The result of this unwillingness to place accountability and responsibility where it belongs is what is going to end up costing the American taxpayer tens of billions of dollars to clean up this mess.  Face it:  BP didn’t get hurt (much) by this accident.  But 11 people died on that rig, the Louisiana coastline is beginning to see gobs of oil staining its shore, fisheries have been closed down because of the massive oil slick putting countless fishermen out of work, creating a ripple effect that will devastate an already depressed local economy.  And the smell that has to be endured by all that live in the Gulf region, lowering their quality of life.

And that doesn’t account for the sea life and marsh lands that will be destroyed.  But it’s not BP’s fault, and they shouldn’t be criticized.  It’s “un-American.”

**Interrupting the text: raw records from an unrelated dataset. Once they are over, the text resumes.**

PR #1486, opened 2019-10-28
Added a brute force program for Transposition cipher

LawJarp-A:
Cracking the Transposition cipher with brute force

### DIFF
--- a/ciphers/brute_force_transposition_cipher.py
+++ b/ciphers/brute_force_transposition_cipher.py
@@ -1,0 +1,29 @@
+import math
+
+def decryptMessage(key, message):
+
+    numCols = math.ceil(len(message) / key)
+    numRows = key
+    numShadedBoxes = (numCols * numRows) - len(message)
+    plainText = [""] * numCols
+    col = 0
+    row = 0
+
+    for symbol in message:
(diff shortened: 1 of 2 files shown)


onlinejudge95:
@Jawpral are you working on it?

ciphers/brute_force_transposition_cipher.py
```diff
@@ -0,0 +1,29 @@
+import math
+
+def decryptMessage(key, message):
```
onlinejudge95: follow consistent conventions for naming a function, either use **snake_case** or use **camelCase**, since the repo is `Python` you should only be using **snake_case**

conversions/decimal_to_octal.py
```diff
@@ -16,7 +16,7 @@ def decimal_to_octal(num):
         counter += 1
         num = math.floor(num / 8)  # basically /= 8 without remainder if any
         # This formatting removes trailing '.0' from `octal`.
-    return "{0:g}".format(float(octal))
+    return int(octal)
```
onlinejudge95: You know right, we want to convert a **decimal** to an **octal**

This is the same attitude that led to the banking collapse in 2008.  No regulation, no accountability; bankers and Wall St. execs are free to do whatever they damn well please with no regard to the potential consequences their actions will have on the rest of America.  Even now Republicans are loath to put rules into place that will ensure such a monumental collapse will never happen again.  We shouldn’t hamper private industry from doing whatever it wants in pursuit of profit.  And when they fail and bring the entire economy to the brink of complete collapse, ruining the lives of tens of millions of people across the country, it’s ok.  The government will be there to prop them up and make sure they don’t lose any of their fortune.

It was Republicans that insisted the deregulatory policies that led to the energy crisis in California, which led to the fraudulent and corrupt business practices at Enron, and which ultimately led to the collapse of that company and their accounting firm, Arthur Andersen.

It was the Republicans who were against regulating health insurance companies, out of fear that actually making them make good on claims and provide for the health care needs of their customers would have an adverse effect on their bottom lines.  Never mind the billions of dollars in profits they make.

It is Republican policies, greed, and disregard for their constituents who are not Wall St. or Big Oil execs that perpetuate the need for the government to step in and bail these companies out to the tune of hundreds of billions of dollars.

“Trickle down economics” doesn’t work!  It never has, and it never will!  And allowing businesses to operate without any kind of rules or regulations always leads to disaster.  And who ends up paying?  The taxpayer does.  So why are Repubs and their Tea Party compatriots complaining so much?  This is exactly the way they wanted things!  They got precisely what they wanted!

Maybe they should be a bit more careful about what they wish for.

So what’s next, Dr. Paul?  Should we not allow the government to make sure that the medications we take won’t kill us?  Should we not allow the government to monitor whether or not the food we eat is poisoned?  Should the government not be allowed to prevent manufacturers from spewing noxious gases into the air we breathe?  Toxic chemicals from getting into the water we drink?  Should there be no rules against businesses lying to or misleading their customers and stealing their money?  Do private businesses always do the ethical thing, and do they never put the general public at risk?  And how do you propose to stop them when they do if there are no laws to stop them?  If government can’t act to protect its citizens, then how do we know that we can stay safe?